WHAT YOU ARE ASKED TO DO — Transcribe the data in full, keeping each line exactly as it appears.

EXTRACTED ENTRIES —

PR #6724, opened 2023-01-23
Add options to inet:i functions

manuel-rubio:
When I go into the Erlang shell and I run `inet:i/0` I can see something like this:

```
2> inet:i().
Port Module   Recv Sent Owner    Local Address Foreign Address State Type   
24   inet_tcp 0    0    <0.88.0> *:pda-gate    *:*             LN:O  STREAM 
ok
```

And I ask myself, what was `pda-gate`?!? ... I have to go to `/etc/services` and search to find that is the port 4012:

```
1> gen_tcp:listen(4012, []).                                   
{ok,#Port<0.3>}
```

When I run `netstat` in the operating system it provides the `-n` option that's very helpful because most of the time I'm placing different web services in different ports and those are not related to the name stored in the services file. I was thinking and I've provided a way for solving this:

```
3> inet:i([show_numbers]).
Port Module   Recv Sent Owner    Local Address Foreign Address State Type   
24   inet_tcp 0    0    <0.88.0> 0.0.0.0:4012  0.0.0.0:*       LN:O  STREAM 
ok
```

If we are using `inet:i/1` and provide a list of elements, those are considered options. There's also a new `inet:i/3` function where the last parameter is the options. The options are:

- `show_numbers` is the capability to avoid changing IP or port numbers to names.
- `proto` we can specify the proto to be displayed (all of them by default: `tcp`, `udp`, and `sctp`).
- `tcp` only show TCP connections.
- `udp` only show UDP connections.
- `sctp` only show SCTP connections.
- `fields` is a list of fields to show in the output.

### DIFF
--- a/lib/kernel/src/inet.erl
+++ b/lib/kernel/src/inet.erl
@@ -43,7 +43,7 @@
 -export([udp_module/1, tcp_module/1, tcp_module/2, sctp_module/1]).
 -export([gen_tcp_module/1, gen_udp_module/1]).
 
--export([i/0, i/1, i/2]).
+-export([i/0, i/1, i/2, i/3]).
 
 -export([getll/1, getfd/1, open/8, open_bind/8, fdopen/6]).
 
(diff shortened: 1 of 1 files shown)


bmk:
There is already an 'options' argument (the second argument) when calling inet:i/2,
which makes this a bit confusing.
And they seem to be doing similar things (for instance "tcp show only TCP connections").

manuel-rubio:
> There is already an 'options' argument (the second argument) when calling inet:i/2, which makes this a bit confusing. And they seem to be doing similar things (for instance "tcp show only TCP connections").

The options help with filtering but the main point is avoiding translating ports to the service names.

IngelaAndin:
FYI: This needs some investigation and attention from the OTP technical board. It has been stalled to after OTP-26

bmk:
A solution for this has been merged to master and will be released with 27.0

RESULT FOR THIS TASK —
PR #6724, opened 2023-01-23
Add options to inet:i functions

manuel-rubio:
When I go into the Erlang shell and I run `inet:i/0` I can see something like this:

```
2> inet:i().
Port Module   Recv Sent Owner    Local Address Foreign Address State Type   
24   inet_tcp 0    0    <0.88.0> *:pda-gate    *:*             LN:O  STREAM 
ok
```

And I ask myself, what was `pda-gate`?!? ... I have to go to `/etc/services` and search to find that is the port 4012:

```
1> gen_tcp:listen(4012, []).                                   
{ok,#Port<0.3>}
```

When I run `netstat` in the operating system it provides the `-n` option that's very helpful because most of the time I'm placing different web services in different ports and those are not related to the name stored in the services file. I was thinking and I've provided a way for solving this:

```
3> inet:i([show_numbers]).
Port Module   Recv Sent Owner    Local Address Foreign Address State Type   
24   inet_tcp 0    0    <0.88.0> 0.0.0.0:4012  0.0.0.0:*       LN:O  STREAM 
ok
```

If we are using `inet:i/1` and provide a list of elements, those are considered options. There's also a new `inet:i/3` function where the last parameter is the options. The options are:

- `show_numbers` is the capability to avoid changing IP or port numbers to names.
- `proto` we can specify the proto to be displayed (all of them by default: `tcp`, `udp`, and `sctp`).
- `tcp` only show TCP connections.
- `udp` only show UDP connections.
- `sctp` only show SCTP connections.
- `fields` is a list of fields to show in the output.

### DIFF
--- a/lib/kernel/src/inet.erl
+++ b/lib/kernel/src/inet.erl
@@ -43,7 +43,7 @@
 -export([udp_module/1, tcp_module/1, tcp_module/2, sctp_module/1]).
 -export([gen_tcp_module/1, gen_udp_module/1]).
 
--export([i/0, i/1, i/2]).
+-export([i/0, i/1, i/2, i/3]).
 
 -export([getll/1, getfd/1, open/8, open_bind/8, fdopen/6]).
 
(diff shortened: 1 of 1 files shown)


bmk:
There is already an 'options' argument (the second argument) when calling inet:i/2,
which makes this a bit confusing.
And they seem to be doing similar things (for instance "tcp show only TCP connections").

manuel-rubio:
> There is already an 'options' argument (the second argument) when calling inet:i/2, which makes this a bit confusing. And they seem to be doing similar things (for instance "tcp show only TCP connections").

The options help with filtering but the main point is avoiding translating ports to the service names.

IngelaAndin:
FYI: This needs some investigation and attention from the OTP technical board. It has been stalled to after OTP-26

bmk:
A solution for this has been merged to master and will be released with 27.0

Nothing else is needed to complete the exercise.